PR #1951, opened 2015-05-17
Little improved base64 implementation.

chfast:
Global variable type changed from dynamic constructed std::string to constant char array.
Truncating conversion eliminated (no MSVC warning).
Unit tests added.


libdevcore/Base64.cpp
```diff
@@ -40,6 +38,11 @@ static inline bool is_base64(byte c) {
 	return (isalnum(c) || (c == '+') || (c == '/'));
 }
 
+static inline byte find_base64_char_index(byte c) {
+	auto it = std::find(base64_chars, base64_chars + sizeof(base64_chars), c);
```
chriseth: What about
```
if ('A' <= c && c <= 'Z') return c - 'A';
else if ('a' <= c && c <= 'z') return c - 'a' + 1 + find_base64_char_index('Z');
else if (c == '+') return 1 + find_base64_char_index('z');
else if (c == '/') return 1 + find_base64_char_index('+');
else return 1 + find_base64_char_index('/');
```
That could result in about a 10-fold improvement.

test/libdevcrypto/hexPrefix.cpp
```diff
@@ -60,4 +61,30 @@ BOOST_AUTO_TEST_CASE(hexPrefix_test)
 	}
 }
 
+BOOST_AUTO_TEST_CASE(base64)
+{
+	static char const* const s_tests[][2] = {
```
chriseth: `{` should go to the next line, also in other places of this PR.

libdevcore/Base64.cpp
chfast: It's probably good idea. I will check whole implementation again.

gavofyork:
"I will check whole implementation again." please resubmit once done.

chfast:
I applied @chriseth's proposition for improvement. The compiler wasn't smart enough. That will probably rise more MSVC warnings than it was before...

§ WHAT TO DO: Pull out the lines above in which the word "will" appears.

§ YOUR RESPONSE:
chfast: It's probably good idea. I will check whole implementation again.
"I will check whole implementation again." please resubmit once done.
I applied @chriseth's proposition for improvement. The compiler wasn't smart enough. That will probably rise more MSVC warnings than it was before...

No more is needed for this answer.